Hebei Key Laboratory of Inorganic Nano-Materials, College of Chemistry and Materials Science, National Experimental Chemistry Teaching Center, Hebei Normal University, Shijiazhuang, 050024, People's Republic of China.
Environ Sci Pollut Res Int. 2022 Mar;29(11):16371-16382. doi: 10.1007/s11356-021-16942-4. Epub 2021 Oct 14.

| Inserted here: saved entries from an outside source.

PR #13165, opened 2019-02-24
[System.Private.CoreLib] Implement more APIs

marek-safar:


mcs/class/System.Private.CoreLib/System.Runtime.CompilerServices/RuntimeHelpers.cs
```diff
@@ -1,7 +1,113 @@
...
+		{
+			return SufficientExecutionStack ();
+		}
+
+		public static void ExecuteCodeWithGuaranteedCleanup (TryCode code, CleanupCode backoutCode, Object userData)
+		{
+		}
+
+		public static void PrepareConstrainedRegions ()
+		{
```
filipnavara: It would be nice to have a comment that says that these methods are intentionally empty. Alternatively they could probably be moved to the shared CoreLib partition since the (empty) implementation will likely be identical across runtimes (https://github.com/dotnet/coreclr/issues/17903).

mcs/class/System.Private.CoreLib/System.Threading/EventWaitHandle.cs
```diff
@@ -1,15 +1,78 @@
...
+
+			createdNew = true;
+		}
+
+		static OpenExistingResult OpenExistingWorker (string name, out EventWaitHandle result)
+		{
+			throw new PlatformNotSupportedException (SR.PlatformNotSupported_NamedSynchronizationPrimitives);
+		}
+
+		internal static bool Set (SafeWaitHandle waitHandle) => throw new NotImplementedException ();
```
filipnavara: Would be nice to have this implemented, it is practically identical to the `Set` above.

mcs/class/System.Private.CoreLib/System.Runtime.CompilerServices/RuntimeHelpers.cs
marek-safar: I have the shared PR unification somewhere but the coverage is quite low (so low priority for now)

mono/metadata/icall-def.h
```diff
@@ -124,6 +124,11 @@ HANDLES(NATIVEMETHODS_9, "SetProcessWorkingSetSize", ves_icall_Microsoft_Win32_N
 HANDLES(NATIVEMETHODS_10, "TerminateProcess", ves_icall_Microsoft_Win32_NativeMethods_TerminateProcess, MonoBoolean, 2, (gpointer, gint32))
 HANDLES(NATIVEMETHODS_11, "WaitForInputIdle", ves_icall_Microsoft_Win32_NativeMethods_WaitForInputIdle, gint32, 2, (gpointer, gint32))
 
+#if ENABLE_NETCORE // && UNIX
```
akoeplinger: the comment seems unrelated

filipnavara: On non-Unix builds it P/Invokes directly to the Win32 API, so the comment makes sense.

PR #13173, opened 2019-02-25
Cancel sync IO on Windows when aborting thread.

lateralusX:
Using CancelIO/CancelIOEx or CancelSynchronousIo on a thread that is moving into a suspended state can cause these calls to hang (they shouldn’t but have been observed to be the case). Fix does the cancel of sync IO after the aborted thread has been resumed, but before releasing suspend locks making sure thread won't be suspend again until after cancel IO call has completed.


lateralusX:
Most likely fixing random hangs seen in block_guard_restore_aligment_on_exit runtime test as well since it seems to hit this code path (doing abort + console IO).

lateralusX:
Backport?

lateralusX:
@monojenkins rebuild failed

luhenry:
Please add tests covering the failure.

lateralusX:
Added two test testing different aspects of the abort blocking IO logic, one for a blocking accept on sockets (triggering the socket path) and the other on a blocking read on console (triggering the file IO path). Since the logic around aborting blocking IO calls is Windows specific the new tests has only been added to win32_net_4_x and winaot profiles.

Issue #13133, opened 2019-02-21
[perf] Major array copying performance difference 


alexanderkyte:
The test `System.Tests.Perf_Array.ArrayCopy2D`(https://github.com/dotnet/performance/blob/0c626c0de72e9e018bb02d0f92b97117098f1fee/src/benchmarks/micro/corefx/System.Runtime/Perf.Array.cs#L236) shows a big slowdown in our array copy compared to .NET core. 

- This takes `3284214.702 ns` on Mono
- This takes only `342.3348056 ns`  for .NET core. This is 00.0104% of the time it takes Mono.

A reproduction of this has been made with the executable here: https://gist.github.com/alexanderkyte/3cc2522a0b7391a1326dc65afcd4a3db

When profiled with Instruments, we see a slowdown due to some handle manipulation. It doesn't seem to be falling back to any intrinsic. 

![array2dslowdown](https://user-images.githubusercontent.com/700530/53198451-74d13d80-35ea-11e9-9c07-bed98bd6c6d1.jpeg)

lambdageek:
It looks like `System.Array.FastCopy` (called from `System.Array.Copy (Array sourceArray, int sourceIndex, Array destinationArray, int destinationIndex, int length)`) is returning FALSE here.  The test is a copies a rank 2 int32 array to another rank 2 int32 array.  That ought to work.

BrzVlad:
This looks fixed. The two runtimes are comparable in performance on the attached benchmark on linux.

PR #13181, opened 2019-02-25
[runtime] Use FastCopy on multidimensional arrays

alexanderkyte:
This fixes 1 of 2 identified issues found in: https://github.com/mono/mono/issues/13133

We need a faster slow path and we need to use the fast path for 2d and 3d arrays. 

This makes us use the fast path on 2d and 3d arrays. Our check for bounds was wrong because we were checking if the array is null. When we have a rank above 1, we will always have at least some bounds struct pointed to by the relevant pointer because we place an array there. Instead, we check that all of the bounds are zero/NULL. 

There's an immediate speed gain on the benchmark.

Using the same number of iterations:

- Before:
image

- After:
new_bench_array_fastpath_2d

### DIFF
--- a/mono/metadata/icall.c
+++ b/mono/metadata/icall.c
@@ -730,8 +730,14 @@ ves_icall_System_Array_FastCopy (MonoArrayHandle source, int source_idx, MonoArr
 	if (src_vtable->rank != dest_vtable->rank)
 		return FALSE;
 
-	if (MONO_HANDLE_GETVAL (source, bounds) || MONO_HANDLE_GETVAL (dest, bounds))
-		return FALSE;
+	MonoArrayBounds *source_bounds = MONO_HANDLE_GETVAL (source, bounds);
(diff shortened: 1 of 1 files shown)


mono/metadata/icall.c
```diff
@@ -730,8 +730,14 @@ ves_icall_System_Array_FastCopy (MonoArrayHandle source, int source_idx, MonoArr
 	if (src_vtable->rank != dest_vtable->rank)
 		return FALSE;
 
-	if (MONO_HANDLE_GETVAL (source, bounds) || MONO_HANDLE_GETVAL (dest, bounds))
-		return FALSE;
+	MonoArrayBounds *source_bounds = MONO_HANDLE_GETVAL (source, bounds);
+	MonoArrayBounds *dest_bounds = MONO_HANDLE_GETVAL (dest, bounds);
+
+	for (int i=0; i < src_vtable->rank; i++) {
```
lewurm: being a bit pedantic here, but we do `for (int i = 0; [...])` usually

PR #13186, opened 2019-02-25
[runtime] Optimize array_set_value_impl slow path

alexanderkyte:
This PR makes our array_set_value_impl slow path much faster. Benchmarks included. 
It fixes the second of two problems identified here: https://github.com/mono/mono/issues/13133
 

Before:
image

After:
untitled

### DIFF
--- a/mono/metadata/icall.c
+++ b/mono/metadata/icall.c
@@ -243,7 +243,7 @@ array_set_value_impl (MonoArrayHandle arr, MonoObjectHandle value, guint32 pos, 
 {
 	MonoClass *ac, *vc, *ec;
 	gint32 esize, vsize;
-	gpointer *ea, *va;
+	gpointer *ea = NULL, *va = NULL;
 
 	guint64 u64 = 0;
 	gint64 i64 = 0;
@@ -261,12 +261,15 @@ array_set_value_impl (MonoArrayHandle arr, MonoObjectHandle value, guint32 pos, 
 
 	ac = mono_handle_class (arr);
 	ec = m_class_get_element_class (ac);
-
 	esize = mono_array_element_size (ac);
-	ea = (gpointer*)mono_array_handle_pin_with_size (arr, esize, pos, &arr_gchandle);
 
 	if (mono_class_is_nullable (ec)) {
-		mono_nullable_init_from_handle ((guint8*)ea, value, ec);
+		MONO_ENTER_NO_SAFEPOINTS;
+		ea = (gpointer*) mono_array_addr_with_size_internal (MONO_HANDLE_RAW (arr_handle), esize, pos);
+		if (!MONO_HANDLE_IS_NULL (value_handle))
+			va = (gpointer*) mono_object_unbox_internal (MONO_HANDLE_RAW (value_handle));
+		mono_nullable_init_unboxed ((guint8*)ea, va, ec);
+		MONO_EXIT_NO_SAFEPOINTS;
 		goto leave;
 	}
 
--- a/mono/metadata/icall.c
+++ b/mono/metadata/icall.c
@@ -239,7 +239,7 @@ ves_icall_System_Array_SetValueImpl (MonoArrayHandle arr, MonoObjectHandle value
 }
 
 static void
-array_set_value_impl (MonoArrayHandle arr, MonoObjectHandle value, guint32 pos, MonoError *error)
+array_set_value_impl (MonoArrayHandle arr_handle, MonoObjectHandle value_handle, guint32 pos, MonoError *error)
 {
 	MonoClass *ac, *vc, *ec;
 	gint32 esize, vsize;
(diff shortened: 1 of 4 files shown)


mono/metadata/icall.c
```diff
@@ -248,29 +248,32 @@ array_set_value_impl (MonoArrayHandle arr, MonoObjectHandle value, guint32 pos,
 	guint64 u64 = 0;
 	gint64 i64 = 0;
 	gdouble r64 = 0;
+	gboolean castOk = FALSE;
 
-	uint32_t arr_gchandle = 0;
-	uint32_t value_gchandle = 0;
+	MONO_ENTER_NO_SAFEPOINTS;
```
lambdageek: I think this no safepoints region is too big.  until line 269 you don't need it.

There is a cost to "no safepoints" regions - they increase how long the GC has to wait for threads to suspend.  It is better to keep them small.

Additionally, the runtime will assert if try to switch to GC Safe, or invoke managed code, or try to allocate something while in a no safepoints region.

mono/metadata/icall.c
```diff
@@ -248,29 +248,32 @@ array_set_value_impl (MonoArrayHandle arr, MonoObjectHandle value, guint32 pos,
...
+	ac = mono_handle_class (arr_handle);
 	ec = m_class_get_element_class (ac);
 
 	esize = mono_array_element_size (ac);
-	ea = (gpointer*)mono_array_handle_pin_with_size (arr, esize, pos, &arr_gchandle);
+	ea = (gpointer*) mono_array_addr_with_size_internal (arr, esize, pos);
 
 	if (mono_class_is_nullable (ec)) {
-		mono_nullable_init_from_handle ((guint8*)ea, value, ec);
+		mono_nullable_init_from_handle ((guint8*)ea, value_handle, ec);
```
lambdageek: It maybe worth modifying / making a variant of `mono_nullable_init_from_handle` that takes two handles and a destination offset.  (if you look inside `mono_nullable_init_from_handle`, you can see that it creates a global gchandle for `value_handle`, which defeats some of the speedup you're going for here)

mono/metadata/icall.c
```diff
@@ -248,29 +248,32 @@ array_set_value_impl (MonoArrayHandle arr, MonoObjectHandle value, guint32 pos,
...
 	else
 		vc = NULL;
 
-	ac = mono_handle_class (arr);
+	ac = mono_handle_class (arr_handle);
 	ec = m_class_get_element_class (ac);
 
 	esize = mono_array_element_size (ac);
-	ea = (gpointer*)mono_array_handle_pin_with_size (arr, esize, pos, &arr_gchandle);
+	ea = (gpointer*) mono_array_addr_with_size_internal (arr, esize, pos);
```
lambdageek: maybe we can move this call closer to each place where `ea` is used and put smaller safepoint regions around each of those occurrences.

mono/metadata/icall.c
```diff
@@ -248,29 +248,32 @@ array_set_value_impl (MonoArrayHandle arr, MonoObjectHandle value, guint32 pos,
...
 
 	if (mono_class_is_nullable (ec)) {
-		mono_nullable_init_from_handle ((guint8*)ea, value, ec);
+		mono_nullable_init_from_handle ((guint8*)ea, value_handle, ec);
 		goto leave;
 	}
 
-	if (MONO_HANDLE_IS_NULL (value)) {
+	if (MONO_HANDLE_IS_NULL (value_handle)) {
```
lambdageek: for example here you could do:
```c
if (MONO_HANDLE_IS_NULL (value_handle)) {
  MONO_ENTER_NO_SAFEPOINTS;
  ea = (gpointer*) mono_array_addr_with_size_internal (MONO_HANDLE_RAW (arr_handle), esize, pos);
  mono_gc_bzero_atomic (ea, esize);
  MONO_EXIT_NO_SAFEPOINTS;
  goto leave;
}
```

mono/metadata/icall.c
```diff
@@ -331,21 +334,17 @@ array_set_value_impl (MonoArrayHandle arr, MonoObjectHandle value, guint32 pos,
...
 		if (!castOk)
 			INVALID_CAST;
-		MONO_HANDLE_ARRAY_SETREF (arr, pos, value);
+		MONO_HANDLE_ARRAY_SETREF (arr_handle, pos, value_handle);
 		goto leave;
 	}
 
 	if (castOk) {
-		va = (gpointer*)mono_object_handle_pin_unbox (value, &value_gchandle);
+		va = (gpointer*) mono_object_unbox_internal (value);
```
lambdageek: the contents of this `if (castOk) { ... }` block would make another good no safepoints region (together with an assignment to `ea` from `arr_handle`.

alexanderkyte:
The new times as of the no-safepoint-region-shortening changes.

 untitled

luhenry:
@monojenkins build failed

alexanderkyte:
Ah, I wasn't running those xunit tests locally when I confirmed corlib worked. Looks like I broke two of them. Will fix. Seems like I may have broken an error handling path around enum types.

mono/metadata/object.c
```diff
@@ -7197,6 +7228,24 @@ mono_object_handle_isinst_mbyref (MonoObjectHandle obj, MonoClass *klass, MonoEr
 
 	MonoObjectHandle result = MONO_HANDLE_NEW (MonoObject, NULL);
 
+	if (MONO_HANDLE_IS_NULL (obj))
+		goto leave;
+
+	gboolean success = mono_object_handle_isinst_mbyref_raw (obj, klass, error);
```
jaykrell: Compiles for C++?

alexanderkyte: Yeah, I saw the failure. And that's true, but I think that's a really wide `if` statement to put on one line.

alexanderkyte:
@monojenkins build failed

PR #13187, opened 2019-02-25
[corlib] Add a RuntimeTypeHandle::GetCorElementType () icall, use it to remove a few other small icalls.

vargaz:


mono/metadata/icall.c
```diff
@@ -2692,18 +2692,15 @@ ves_icall_RuntimeTypeHandle_GetBaseType (MonoReflectionTypeHandle ref_type, Mono
...
 
-MonoBoolean
-ves_icall_RuntimeTypeHandle_IsPrimitive (MonoReflectionTypeHandle ref_type, MonoError *error)
-{
-	MonoType *type = MONO_HANDLE_GETVAL (ref_type, type);
-	return (!type->byref && (((type->type >= MONO_TYPE_BOOLEAN) && (type->type <= MONO_TYPE_R8)) || (type->type == MONO_TYPE_I) || (type->type == MONO_TYPE_U)));
+	if (type->byref)
+		return MONO_TYPE_BYREF;
+	else
+		return (guint32)type->type;
```
lambdageek: Not sure if it matters, but https://github.com/mono/mono/blob/master/mcs/class/referencesource/mscorlib/system/reflection/mdimport.cs doesn't have 0x55 `MONO_TYPE_ENUM`.   But I don't think we ever use that for any MonoType, right?

vargaz: I think its only used for custom attributes, but the managed code doesn't need it right now.

vargaz:

vargaz:
@monojenkins build failed

mono/metadata/icall.c
jaykrell: `return type->byref ? MONO_TYPE_BYREF : (guint32)type->type;`?

vargaz:
@monojenkins build failed

PR #13189, opened 2019-02-25
[corlib]: Use `Guid.NewGuid()` implementation from CoreFx.

baulig:
The corefx implementation of `Guid.NewGuid()` uses the internal `Interop.GetRandomBytes(byte*, int)`, which uses `RNGCryptoServiceProvider` directly without using `CryptoConfig`.


baulig:
@monojenkins commit csproj

baulig:
@monojenkins build failed

mcs/class/corlib/System/Guid.MonoTouch.cs
```diff
@@ -1,5 +1,3 @@
-#if MONOTOUCH && FULL_AOT_RUNTIME
```
marek-safar: We should rename the file

baulig: How about `Guid.CommonCrypto.cs`?

baulig: I moved it into the `CommonCrypto/` directory and renamed it into `CommonCrypto/Guid.cs`.

PR #13417, opened 2019-03-12
[corlib] Define FEATURE_DEFAULT_INTERFACES so RuntimeFeatures indicates DIMs are supported.

vargaz:


marek-safar:

PR #13433, opened 2019-03-13
[netcore] Ongoing work.

vargaz:


vargaz:
Note that most of the changes/fixes are inside an #ifdef ENABLE_NETCORE. This is to avoid breaking code which might depend on the old behavior.

mcs/class/System.Private.CoreLib/System.Collections.Generic/EqualityComparer.cs
```diff
@@ -48,6 +48,7 @@ static EqualityComparer<T> CreateComparer ()
 			return new ObjectEqualityComparer<T>();
 		}
 
+		[MonoTODO ("Add specialized versions")]
```
marek-safar: Don't use MonoTODO, just use normal comment

mcs/class/System.Private.CoreLib/System.Runtime.Loader/AssemblyLoadContext.cs
```diff
@@ -25,6 +26,7 @@ Assembly InternalLoadFromPath (string assemblyPath, string nativeImagePath)
 		{
 			StackCrawlMark stackMark = StackCrawlMark.LookForMyCaller;
 
+			assemblyPath = assemblyPath.Replace ('\\', Path.DirectorySeparatorChar);
```
marek-safar: Could you add a comment on why is it needed?

mcs/class/System.Private.CoreLib/System/Array.cs
```diff
@@ -112,7 +113,7 @@ public static void Copy (Array sourceArray, int sourceIndex, Array destinationAr
 
 			// re-ordered to avoid possible integer overflow
 			if (source_pos > sourceArray.Length - length)
-				throw new ArgumentException ("length");
+				throw new ArgumentException (SR.Arg_LongerThanSrcArray, "sourceArray");
```
marek-safar: use `nameof`

mcs/class/System.Private.CoreLib/System/Buffer.cs
```diff
@@ -20,11 +20,15 @@ public static void BlockCopy (Array src, int srcOffset, Array dst, int dstOffset
...
-				throw new ArgumentOutOfRangeException (SR.ArgumentOutOfRange_MustBeNonNegInt32, nameof (srcOffset));
+				throw new ArgumentOutOfRangeException (nameof (srcOffset), SR.ArgumentOutOfRange_MustBeNonNegInt32);
 			if (dstOffset < 0)
-				throw new ArgumentOutOfRangeException (SR.ArgumentOutOfRange_MustBeNonNegInt32, nameof (dstOffset));
+				throw new ArgumentOutOfRangeException (nameof (dstOffset), SR.ArgumentOutOfRange_MustBeNonNegInt32);
 			if (count < 0)
-				throw new ArgumentOutOfRangeException (SR.ArgumentOutOfRange_MustBeNonNegInt32, nameof (count));
+				throw new ArgumentOutOfRangeException (nameof (count), SR.ArgumentOutOfRange_MustBeNonNegInt32);
+			if (!(src is byte[]))
+				throw new ArgumentException (SR.Arg_MustBePrimArray, "src");
```
marek-safar: Use `nameof`

mcs/class/System.Private.CoreLib/System.Runtime.Loader/AssemblyLoadContext.cs
vargaz: Some tests pass in windows paths to it, not sure how else to handle it.

mcs/class/System.Private.CoreLib/System.Collections.Generic/EqualityComparer.cs
vargaz: Will use // MONOTODO: in the future, so it can be searched for.

mcs/class/System.Private.CoreLib/System.Runtime.Loader/AssemblyLoadContext.cs
marek-safar: Are they windows specific? Could you share an example?

vargaz: https://github.com/dotnet/corefx/blob/master/src/System.Runtime/tests/System/Type/TypeTests.cs#L300

vargaz:
@monojenkins build failed

vargaz:
@monojenkins build failed

PR #13448, opened 2019-03-13
[llvm] Fix receiving rgctx argument in DIM methods, they receive the mrgctx even if they are not generic.

vargaz:


vargaz:
@monojenkins build failed

PR #13461, opened 2019-03-14
Fix missing llc options for Windows x64 full AOT + LLVM mini regression tests.

lateralusX:
Turns out that https://github.com/mono/mono/pull/13444 didn't solve the issue fully since mini regression tests are not using the AOT_BUILD_FLAGS variable set in configure script. The mini regression tests do however use the values in the INVARIANT_AOT_OPTION, so adding the llcopt into that will make sure the flag ends up in mini regression tests as well as other CI test suites.


lateralusX:
@monojenkins rebuild failed

PR #13469, opened 2019-03-15
[netcore] Disable runtime cleanup on netcore, coreclr does not cleanup either. Also disable aborting background threads, its no longer needed.

vargaz:

### DIFF
--- a/mono/metadata/threads.c
+++ b/mono/metadata/threads.c
@@ -3722,6 +3722,11 @@ mono_thread_manage (void)
 		mono_thread_execute_interruption_void ();
 	}
 
+#ifndef ENABLE_NETCORE
+	/*
+	 * Under netcore, we don't abort any threads, just exit.
+	 * This is not a problem since we don't do runtime cleanup either.
+	 */
 	/* 
 	 * Remove everything but the finalizer thread and self.
 	 * Also abort all the background threads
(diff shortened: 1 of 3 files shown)


vargaz:
@monojenkins build failed

vargaz:
@monojenkins build failed

jaykrell:
Wow. this might fix the Alpine Linux problem too, a hang at shutdown, related to alternative libc.

vargaz:
This is a netcore only change.

jaykrell:
Understood. This might fix it for netcore.

marek-safar:
@lewurm/@lambdageek could you please review

mono/metadata/threads.c
```diff
@@ -3722,6 +3722,11 @@ mono_thread_manage (void)
 		mono_thread_execute_interruption_void ();
 	}
 
+#ifndef ENABLE_NETCORE
```
filipnavara: Is there a reason to guard this with ENABLE_NETCORE instead of DISABLE_CLEANUP?

jaykrell: That name is too short, but it is a valid point -- to compose out of a finer grained set of names, vs. one omnibus one. The fine grained ifdef raises the question as to what combinations of things work or are tested. But that does not necessarily bother people -- witness autoconf.

filipnavara: DISABLE_CLEANUP is already used at the other place in this commit, so it made me wonder whether all the combinations are actually necessary.

vargaz: Doesn't matter too much, DISABLE_CLEANUP is a --enable-minimal feature which can be used by anyone, while not aborting threads is  a part of netcore.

The TiC and g-CNNS were obtained first, and the CdS/TiC/g-CNNS Z-scheme composites were prepared via a facile hydrothermal synthesis, and their photocatalytic properties were investigated. The g-CNNS with a high surface area displayed higher adsorption and degradation capacity. Compared with TiC/g-CNNS and CdS, the visible light photocatalytic activity of CdS/TiC/g-CNNS composites was improved. The as-synthesized CTN-4:1 composite exhibited outstanding photocatalytic performance for degradation of orange II, approximately 3.2 and 10.7 times higher than that of TiC/g-CNNS and CdS, respectively. The fabrication of CdS/TiC/g-CNNS Z-scheme heterostructure using TiC as electron transfer medium improved the separation ability of the photoinduced e-h pairs, thereby leading to the improvement of visible light-driven photocatalytic activity. This finding provides new insights into the construction of high efficiency Z-scheme heterostructure photocatalyst.
首先制备了 TiC 和 g-CNNS,然后通过简便的水热合成法制备了 CdS/TiC/g-CNNS Z 型复合物,并研究了其光催化性能。具有高比表面积的 g-CNNS 表现出更高的吸附和降解能力。与 TiC/g-CNNS 和 CdS 相比,CdS/TiC/g-CNNS 复合材料的可见光光催化活性得到了提高。合成的 CTN-4:1 复合材料对橙色 II 的降解表现出优异的光催化性能,分别是 TiC/g-CNNS 和 CdS 的约 3.2 倍和 10.7 倍。使用 TiC 作为电子传输介质构建 CdS/TiC/g-CNNS Z 型异质结构,提高了光生电子空穴对的分离能力,从而提高了可见光驱动的光催化活性。这一发现为构建高效 Z 型异质结构光催化剂提供了新的思路。